----- Exercise material

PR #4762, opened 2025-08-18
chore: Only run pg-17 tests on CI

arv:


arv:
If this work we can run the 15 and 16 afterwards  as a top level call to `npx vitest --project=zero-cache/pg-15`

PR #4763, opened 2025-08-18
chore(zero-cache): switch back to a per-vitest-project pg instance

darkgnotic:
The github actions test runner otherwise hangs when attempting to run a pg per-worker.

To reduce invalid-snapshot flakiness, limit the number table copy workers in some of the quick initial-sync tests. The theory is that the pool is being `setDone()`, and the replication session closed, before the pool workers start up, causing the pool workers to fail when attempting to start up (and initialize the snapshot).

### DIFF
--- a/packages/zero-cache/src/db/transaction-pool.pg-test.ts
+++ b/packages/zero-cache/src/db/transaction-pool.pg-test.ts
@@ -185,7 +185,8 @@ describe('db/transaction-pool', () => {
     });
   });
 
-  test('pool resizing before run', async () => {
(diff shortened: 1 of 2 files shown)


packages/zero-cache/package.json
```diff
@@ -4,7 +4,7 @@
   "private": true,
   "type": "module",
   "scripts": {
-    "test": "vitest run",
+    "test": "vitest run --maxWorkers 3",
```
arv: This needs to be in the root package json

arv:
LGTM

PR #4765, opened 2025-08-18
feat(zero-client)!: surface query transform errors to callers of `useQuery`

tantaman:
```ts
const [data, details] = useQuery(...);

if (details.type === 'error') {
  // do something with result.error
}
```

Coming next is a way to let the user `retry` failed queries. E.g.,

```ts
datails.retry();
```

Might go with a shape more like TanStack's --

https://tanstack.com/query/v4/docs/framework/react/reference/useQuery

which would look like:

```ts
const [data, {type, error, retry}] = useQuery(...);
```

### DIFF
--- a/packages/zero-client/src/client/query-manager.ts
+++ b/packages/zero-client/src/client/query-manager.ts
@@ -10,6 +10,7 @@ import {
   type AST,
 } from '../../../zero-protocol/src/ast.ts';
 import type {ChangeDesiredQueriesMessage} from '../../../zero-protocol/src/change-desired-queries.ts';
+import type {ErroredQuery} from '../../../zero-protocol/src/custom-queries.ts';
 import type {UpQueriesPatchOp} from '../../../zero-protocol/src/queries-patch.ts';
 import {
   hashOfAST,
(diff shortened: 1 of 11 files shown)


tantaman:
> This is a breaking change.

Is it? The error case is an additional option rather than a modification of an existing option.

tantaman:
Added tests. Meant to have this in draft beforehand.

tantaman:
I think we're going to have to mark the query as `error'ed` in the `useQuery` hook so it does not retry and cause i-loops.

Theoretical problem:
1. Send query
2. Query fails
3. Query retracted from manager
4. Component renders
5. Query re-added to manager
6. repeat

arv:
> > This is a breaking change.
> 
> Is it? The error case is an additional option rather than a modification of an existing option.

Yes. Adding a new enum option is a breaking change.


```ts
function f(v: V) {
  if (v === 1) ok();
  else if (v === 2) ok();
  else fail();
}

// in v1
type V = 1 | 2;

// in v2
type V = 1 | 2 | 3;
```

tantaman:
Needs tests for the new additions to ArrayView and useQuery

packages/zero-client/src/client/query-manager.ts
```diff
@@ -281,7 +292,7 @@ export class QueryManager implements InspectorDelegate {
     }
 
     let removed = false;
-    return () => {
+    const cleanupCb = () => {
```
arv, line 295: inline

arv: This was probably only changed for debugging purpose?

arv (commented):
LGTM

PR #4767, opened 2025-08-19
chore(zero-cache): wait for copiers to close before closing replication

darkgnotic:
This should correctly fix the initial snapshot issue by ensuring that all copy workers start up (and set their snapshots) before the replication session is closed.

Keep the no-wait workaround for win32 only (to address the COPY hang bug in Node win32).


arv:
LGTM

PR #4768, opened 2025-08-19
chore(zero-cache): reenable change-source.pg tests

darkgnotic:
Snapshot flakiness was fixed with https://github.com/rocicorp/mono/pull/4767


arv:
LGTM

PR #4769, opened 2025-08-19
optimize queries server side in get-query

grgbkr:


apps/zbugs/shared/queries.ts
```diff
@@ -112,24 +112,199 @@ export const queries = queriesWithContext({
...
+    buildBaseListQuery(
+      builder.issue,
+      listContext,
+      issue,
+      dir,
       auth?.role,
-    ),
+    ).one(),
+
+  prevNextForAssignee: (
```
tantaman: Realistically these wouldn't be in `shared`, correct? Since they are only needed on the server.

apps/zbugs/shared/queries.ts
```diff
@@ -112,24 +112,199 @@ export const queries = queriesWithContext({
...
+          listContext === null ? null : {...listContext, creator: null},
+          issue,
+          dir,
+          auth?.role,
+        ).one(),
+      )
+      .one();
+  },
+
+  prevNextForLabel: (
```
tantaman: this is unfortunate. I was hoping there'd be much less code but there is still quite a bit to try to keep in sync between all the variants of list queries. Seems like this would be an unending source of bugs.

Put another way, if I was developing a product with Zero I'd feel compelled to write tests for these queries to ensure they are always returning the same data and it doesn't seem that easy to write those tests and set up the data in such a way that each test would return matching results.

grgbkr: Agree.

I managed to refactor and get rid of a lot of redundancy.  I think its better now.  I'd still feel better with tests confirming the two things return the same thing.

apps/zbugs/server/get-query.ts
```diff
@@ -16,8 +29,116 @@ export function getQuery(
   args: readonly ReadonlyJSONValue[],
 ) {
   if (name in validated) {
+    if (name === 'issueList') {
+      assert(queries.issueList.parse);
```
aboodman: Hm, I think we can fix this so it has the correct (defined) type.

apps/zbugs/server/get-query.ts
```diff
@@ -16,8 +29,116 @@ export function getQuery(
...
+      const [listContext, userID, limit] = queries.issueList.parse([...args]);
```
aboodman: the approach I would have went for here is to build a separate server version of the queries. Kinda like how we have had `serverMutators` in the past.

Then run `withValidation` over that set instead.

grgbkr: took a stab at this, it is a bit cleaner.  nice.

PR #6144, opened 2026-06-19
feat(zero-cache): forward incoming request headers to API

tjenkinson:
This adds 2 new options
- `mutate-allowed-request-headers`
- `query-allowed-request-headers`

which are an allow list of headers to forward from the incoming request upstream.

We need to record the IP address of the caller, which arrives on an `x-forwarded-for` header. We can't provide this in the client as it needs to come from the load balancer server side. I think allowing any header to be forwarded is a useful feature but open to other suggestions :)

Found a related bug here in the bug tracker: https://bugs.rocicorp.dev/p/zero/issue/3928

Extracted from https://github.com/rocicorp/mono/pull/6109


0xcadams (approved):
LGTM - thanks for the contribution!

----------

#### Exercise instructions:
Find and show each line of the listing with the word "rocicorp".

#### Solution to the exercise:
Snapshot flakiness was fixed with https://github.com/rocicorp/mono/pull/4767
Found a related bug here in the bug tracker: https://bugs.rocicorp.dev/p/zero/issue/3928
Extracted from https://github.com/rocicorp/mono/pull/6109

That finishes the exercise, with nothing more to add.